Exercise →
If a line holds the word "resolveHostname", copy it from the entries.

Dataset records →
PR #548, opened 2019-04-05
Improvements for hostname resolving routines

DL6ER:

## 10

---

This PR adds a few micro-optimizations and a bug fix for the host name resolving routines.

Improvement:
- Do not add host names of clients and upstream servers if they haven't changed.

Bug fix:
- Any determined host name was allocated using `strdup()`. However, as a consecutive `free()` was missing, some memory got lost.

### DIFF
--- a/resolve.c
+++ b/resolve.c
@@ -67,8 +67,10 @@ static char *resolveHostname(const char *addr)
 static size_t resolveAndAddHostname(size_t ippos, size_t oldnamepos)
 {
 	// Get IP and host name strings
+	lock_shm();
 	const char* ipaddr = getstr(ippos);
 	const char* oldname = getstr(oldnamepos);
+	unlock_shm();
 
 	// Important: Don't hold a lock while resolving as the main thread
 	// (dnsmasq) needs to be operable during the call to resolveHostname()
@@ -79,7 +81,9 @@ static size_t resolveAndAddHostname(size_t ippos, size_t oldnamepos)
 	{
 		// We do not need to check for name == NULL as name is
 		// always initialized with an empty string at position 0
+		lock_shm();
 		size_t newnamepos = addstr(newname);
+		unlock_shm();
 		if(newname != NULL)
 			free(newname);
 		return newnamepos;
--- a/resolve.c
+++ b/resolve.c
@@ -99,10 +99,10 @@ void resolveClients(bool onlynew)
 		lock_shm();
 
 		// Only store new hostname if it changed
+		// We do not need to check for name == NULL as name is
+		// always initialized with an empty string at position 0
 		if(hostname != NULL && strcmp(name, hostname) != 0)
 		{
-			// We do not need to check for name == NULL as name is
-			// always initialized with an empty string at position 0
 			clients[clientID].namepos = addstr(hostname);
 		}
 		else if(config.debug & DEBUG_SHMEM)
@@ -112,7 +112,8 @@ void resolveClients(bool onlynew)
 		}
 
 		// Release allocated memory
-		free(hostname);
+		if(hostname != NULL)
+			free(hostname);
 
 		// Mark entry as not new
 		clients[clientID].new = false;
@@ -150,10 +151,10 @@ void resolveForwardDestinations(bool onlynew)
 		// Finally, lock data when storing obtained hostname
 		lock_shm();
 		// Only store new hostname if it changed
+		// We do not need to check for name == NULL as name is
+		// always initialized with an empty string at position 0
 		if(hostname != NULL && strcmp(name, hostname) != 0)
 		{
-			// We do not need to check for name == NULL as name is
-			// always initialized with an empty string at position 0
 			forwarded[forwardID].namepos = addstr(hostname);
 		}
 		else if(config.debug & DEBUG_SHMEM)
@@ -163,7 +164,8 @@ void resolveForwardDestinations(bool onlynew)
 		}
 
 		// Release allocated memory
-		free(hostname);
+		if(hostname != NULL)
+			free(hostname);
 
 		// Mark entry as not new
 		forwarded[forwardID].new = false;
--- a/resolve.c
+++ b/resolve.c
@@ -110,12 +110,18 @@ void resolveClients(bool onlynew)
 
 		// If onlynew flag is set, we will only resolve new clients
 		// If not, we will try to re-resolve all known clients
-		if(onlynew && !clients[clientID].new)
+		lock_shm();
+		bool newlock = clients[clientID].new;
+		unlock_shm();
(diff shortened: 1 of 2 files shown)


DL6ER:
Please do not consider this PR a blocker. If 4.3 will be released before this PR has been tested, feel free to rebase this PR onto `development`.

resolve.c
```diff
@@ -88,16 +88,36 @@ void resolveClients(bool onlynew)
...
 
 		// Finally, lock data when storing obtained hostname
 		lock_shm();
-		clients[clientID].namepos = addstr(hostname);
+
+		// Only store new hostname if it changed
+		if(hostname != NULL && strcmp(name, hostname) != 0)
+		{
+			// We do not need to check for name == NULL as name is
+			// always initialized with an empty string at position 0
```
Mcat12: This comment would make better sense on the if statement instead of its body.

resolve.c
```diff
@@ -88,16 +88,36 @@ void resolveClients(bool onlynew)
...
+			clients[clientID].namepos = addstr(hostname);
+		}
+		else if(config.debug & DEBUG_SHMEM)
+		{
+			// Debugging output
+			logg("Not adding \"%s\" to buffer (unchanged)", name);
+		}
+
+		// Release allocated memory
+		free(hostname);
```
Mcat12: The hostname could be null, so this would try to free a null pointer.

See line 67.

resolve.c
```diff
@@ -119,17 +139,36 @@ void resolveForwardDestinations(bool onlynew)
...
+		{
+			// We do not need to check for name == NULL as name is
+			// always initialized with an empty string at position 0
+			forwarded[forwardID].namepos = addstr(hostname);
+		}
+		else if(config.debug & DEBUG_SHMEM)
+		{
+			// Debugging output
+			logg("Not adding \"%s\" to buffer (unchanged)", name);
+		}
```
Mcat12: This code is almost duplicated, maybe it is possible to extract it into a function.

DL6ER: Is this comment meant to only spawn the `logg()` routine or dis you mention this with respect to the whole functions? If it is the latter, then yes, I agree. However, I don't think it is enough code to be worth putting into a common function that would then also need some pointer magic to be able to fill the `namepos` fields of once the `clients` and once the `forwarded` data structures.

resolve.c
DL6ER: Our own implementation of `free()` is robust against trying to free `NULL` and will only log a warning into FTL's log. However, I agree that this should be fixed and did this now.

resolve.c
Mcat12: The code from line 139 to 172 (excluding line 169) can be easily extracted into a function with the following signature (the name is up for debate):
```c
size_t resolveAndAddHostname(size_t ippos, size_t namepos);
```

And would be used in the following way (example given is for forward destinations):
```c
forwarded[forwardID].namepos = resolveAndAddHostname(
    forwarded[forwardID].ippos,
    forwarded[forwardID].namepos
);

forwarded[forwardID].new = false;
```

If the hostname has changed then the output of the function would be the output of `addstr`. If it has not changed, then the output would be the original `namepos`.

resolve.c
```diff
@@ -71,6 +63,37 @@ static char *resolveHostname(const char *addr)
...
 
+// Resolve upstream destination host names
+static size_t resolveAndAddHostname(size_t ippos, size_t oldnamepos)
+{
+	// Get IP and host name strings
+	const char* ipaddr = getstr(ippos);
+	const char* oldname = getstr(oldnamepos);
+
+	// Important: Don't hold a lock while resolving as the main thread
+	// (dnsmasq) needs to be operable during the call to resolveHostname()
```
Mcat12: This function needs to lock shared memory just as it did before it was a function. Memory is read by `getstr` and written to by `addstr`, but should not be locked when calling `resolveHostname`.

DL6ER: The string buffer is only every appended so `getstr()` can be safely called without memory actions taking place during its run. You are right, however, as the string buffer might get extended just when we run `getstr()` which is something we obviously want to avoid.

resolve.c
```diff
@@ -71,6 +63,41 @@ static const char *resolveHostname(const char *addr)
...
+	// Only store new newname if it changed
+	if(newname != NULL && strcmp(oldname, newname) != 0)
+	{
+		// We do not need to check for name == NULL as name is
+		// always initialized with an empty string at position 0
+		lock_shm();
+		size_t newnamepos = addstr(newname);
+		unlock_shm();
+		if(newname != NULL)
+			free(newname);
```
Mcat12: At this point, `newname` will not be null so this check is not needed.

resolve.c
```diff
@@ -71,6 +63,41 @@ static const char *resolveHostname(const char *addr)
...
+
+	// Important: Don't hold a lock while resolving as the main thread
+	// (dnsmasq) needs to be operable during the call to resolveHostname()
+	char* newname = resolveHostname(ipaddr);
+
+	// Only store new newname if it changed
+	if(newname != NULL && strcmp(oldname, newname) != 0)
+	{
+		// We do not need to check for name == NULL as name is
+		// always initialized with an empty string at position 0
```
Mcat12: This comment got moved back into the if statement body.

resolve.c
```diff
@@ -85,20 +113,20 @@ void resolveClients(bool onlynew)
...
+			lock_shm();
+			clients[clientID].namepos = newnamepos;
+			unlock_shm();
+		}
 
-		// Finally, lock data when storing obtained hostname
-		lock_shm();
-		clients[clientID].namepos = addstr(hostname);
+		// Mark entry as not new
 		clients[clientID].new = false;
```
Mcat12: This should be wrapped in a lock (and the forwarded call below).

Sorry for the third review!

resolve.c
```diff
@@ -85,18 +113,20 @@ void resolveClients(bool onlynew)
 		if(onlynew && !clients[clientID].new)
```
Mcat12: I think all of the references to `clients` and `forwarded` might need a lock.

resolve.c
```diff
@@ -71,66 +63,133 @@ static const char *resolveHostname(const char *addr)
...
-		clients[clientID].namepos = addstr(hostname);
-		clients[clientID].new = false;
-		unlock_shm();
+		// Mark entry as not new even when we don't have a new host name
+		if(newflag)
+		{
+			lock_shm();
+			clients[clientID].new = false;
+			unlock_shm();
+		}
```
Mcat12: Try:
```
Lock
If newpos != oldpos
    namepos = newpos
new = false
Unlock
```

Task response →
@@ -67,8 +67,10 @@ static char *resolveHostname(const char *addr)
 	// (dnsmasq) needs to be operable during the call to resolveHostname()
@@ -71,6 +63,37 @@ static char *resolveHostname(const char *addr)
+	// (dnsmasq) needs to be operable during the call to resolveHostname()
Mcat12: This function needs to lock shared memory just as it did before it was a function. Memory is read by `getstr` and written to by `addstr`, but should not be locked when calling `resolveHostname`.
@@ -71,6 +63,41 @@ static const char *resolveHostname(const char *addr)
@@ -71,6 +63,41 @@ static const char *resolveHostname(const char *addr)
+	// (dnsmasq) needs to be operable during the call to resolveHostname()
+	char* newname = resolveHostname(ipaddr);
@@ -71,66 +63,133 @@ static const char *resolveHostname(const char *addr)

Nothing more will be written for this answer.